Search This Blog

Divided We Stand

Divided We Stand
New book about the 2020 election.

Friday, October 29, 2021

Base Race in Virginia

Our new book is titled Divided We Stand: The 2020 Elections and American Politics.  Among other things, it discusses state elections.  The 2021 Virginia governor's race is a  curtain-raiser for the midterms.

Robert Tracinski at The Bulwark:
In Virginia, we’re in the home stretch of a campaign for governor that may set the tone for national politics for the next three years. If so, it’s going to be a long three years.

On the Republican side is Glenn Youngkin, a businessman who, if left to his own devices, would probably be a conventional, old-fashioned, moderate Republican perfectly tailored for voters in Northern Virginia. But these days, the price of admission to Republican politics is fealty to the myth that Donald Trump really won the 2020 election and it was stolen from him. Youngkin never quite went all the way on election trutherism, but he sure did play footsie with it.

Yet his Democratic opponent, former governor Terry McAuliffe—a Virginia governor can serve two terms, but not consecutively—has engaged in some election trutherism of his own, more recently on behalf of Stacey Abrams and more famously on behalf of Al Gore.

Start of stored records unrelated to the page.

PR #116, opened 2021-06-17
Bump strum_macros to 0.21

eclipseo:
Hi,

I'd like to update strum_macros to 0.21, as we strive to keep package in sync to the latest version during Fedora Rust packaging.

### DIFF
--- a/Cargo.lock
+++ b/Cargo.lock
@@ -616,9 +616,9 @@ dependencies = [
 
 [[package]]
 name = "strum_macros"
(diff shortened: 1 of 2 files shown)


danobi (changes requested):
I think Cargo.lock needs to be updated too (just run `cargo build` in repo root).

BTW, would be good to have a justification for update. Even if it's just "newer version is out".

eclipseo:
Thanks, it is done.

PR #118, opened 2021-07-09
Use vendored headers when building progs 

danobi:
Currently we expect the progs to be built with system provided libbpf
headers. This is problematic b/c they may not match the libbpf (C
library) that libbpf-rs uses.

It’s one of those matchups that have you wondering whether either party is capable of nominating a candidate who isn’t compromised by his base. This elemental fact set the pattern for the rest of the campaign, including an unexpected fight over who controls the public schools.

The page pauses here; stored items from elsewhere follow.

Issue #119, opened 2021-07-11
Rust Cannot Derive Debug for unions


mimullin-bbry:
```
#[derive(Debug)]
pub union test {
    pid: u8,
    b: u64,
}

fn main() {
    println!("Hello, world!");
}
```

The above code will not compile in rust.  As such in libbpf-cargo https://github.com/libbpf/libbpf-rs/blob/master/libbpf-cargo/src/btf/btf.rs#L469
this code which puts a #[derive(Debug...] on a union will create invalid code.

mimullin-bbry:
This issue is pernicious.

If a union cannot be Debug, then a struct which has said union as a field cannot be debug.  We can test for this when building the struct.

However, if a union is a field of a struct, and said struct is a field of another struct, that "second level" struct also cannot be Debug.  The libbpf-cargo code generation doesn't look multiple levels deep.

Choice is the remove #[derive(Debug)] from all code generation, or to impl Debug for unions.  Note I think we need to impl Default for all unions too (investigating this before creating an issue).

PR #120, opened 2021-07-11
Add a Debug impl for all union types

mimullin-bbry:
Fix for 
https://github.com/libbpf/libbpf-rs/issues/119

Rust cannot #[derive(Debug)] for unions.  Structures must have Debuggable unions in order to #[derive(Debug)] for them.

To solve issue #119 we must either remove all #[derive(Debug)] or impl Debug for unions.  This PR suggests doing the latter.

### DIFF
--- a/libbpf-cargo/src/btf/btf.rs
+++ b/libbpf-cargo/src/btf/btf.rs
@@ -488,7 +488,6 @@ impl<'a> Btf<'a> {
                     writeln!(def, "}}")?;
 
                     // if required write a Default implementation for this struct
-                    #[rustfmt::skip]
                     if gen_impl_default {
                         writeln!(def, r#"impl Default for {} {{"#, t.name)?;
                         writeln!(def, r#"    fn default() -> Self {{"#)?;
@@ -502,7 +501,10 @@ impl<'a> Btf<'a> {
                     } else if !t.is_struct {
                         // write a Debug implementation for a union
                         writeln!(def, r#"impl std::fmt::Debug for {} {{"#, t.name)?;
-                        writeln!(def, r#"    fn fmt(&self, f: &mut std::fmt::Formatter<'_>) -> std::fmt::Result {{"#)?;
+                        writeln!(
+                            def,
+                            r#"    fn fmt(&self, f: &mut std::fmt::Formatter<'_>) -> std::fmt::Result {{"#
+                        )?;
                         writeln!(def, r#"        write!(f, "unimplemented debug for union")"#)?;
                         writeln!(def, r#"    }}"#)?;
                         writeln!(def, r#"}}"#)?;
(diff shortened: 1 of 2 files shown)


mimullin-bbry:
Note: I was a bit premature on my submission as the test cases need to be updated.

danobi:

If McAuliffe loses in a state that voted by a wide margin for Joe Biden last year, it will be because of a gaffe which fits the usual puckish definition: a politician accidentally telling the truth. In this case, the truth was that McAuliffe does not believe parents should have much say about what is taught to their kids in public schools.

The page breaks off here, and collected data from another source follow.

PR #126, opened 2021-08-05
impl Default for unions

mimullin-bbry:
impl Default for unions so that they can be placed inside of other aggregates

re-implement the test_btf_dump_definition_anon_enum as it was
accidentally overwritten in commit:
3e083dd


danobi (approved):
LGTM, thanks!

PR #130, opened 2021-08-16
libbpf-cargo: btf: Support bool type

### LINKED ISSUE #129: bool in bpf code becomes u8 in generated skeleton code
Hi,

The current skel generation does this. I was looking up how to convert the bool properly to u8 when I found [this](https://stackoverflow.com/a/47705543/2277013) . Any thoughts on why the skel generation represents bool in C as u8 in Rust? Also, how would you convert rust bool to rust u8 so that the bool value does get passed to bpf code?

Thanks in advance

danobi:
Before, forgot to check int encoding for bools. Rust bools appear to be
1 byte wide just like C bool.

This fixes #129.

“I’m not going to let parents come into schools and actually take books out and make their own decision,” McAuliffe said during the debate. “I don’t think parents should be telling schools what they should teach.”

There is a case to be made that individual parents shouldn’t be able to dictate the content of public school curriculum for everyone else. But McAuliffe conveyed a wider sense that public schools are not answerable to the public—and then the Democrats and the teachers’ unions doubled down on it.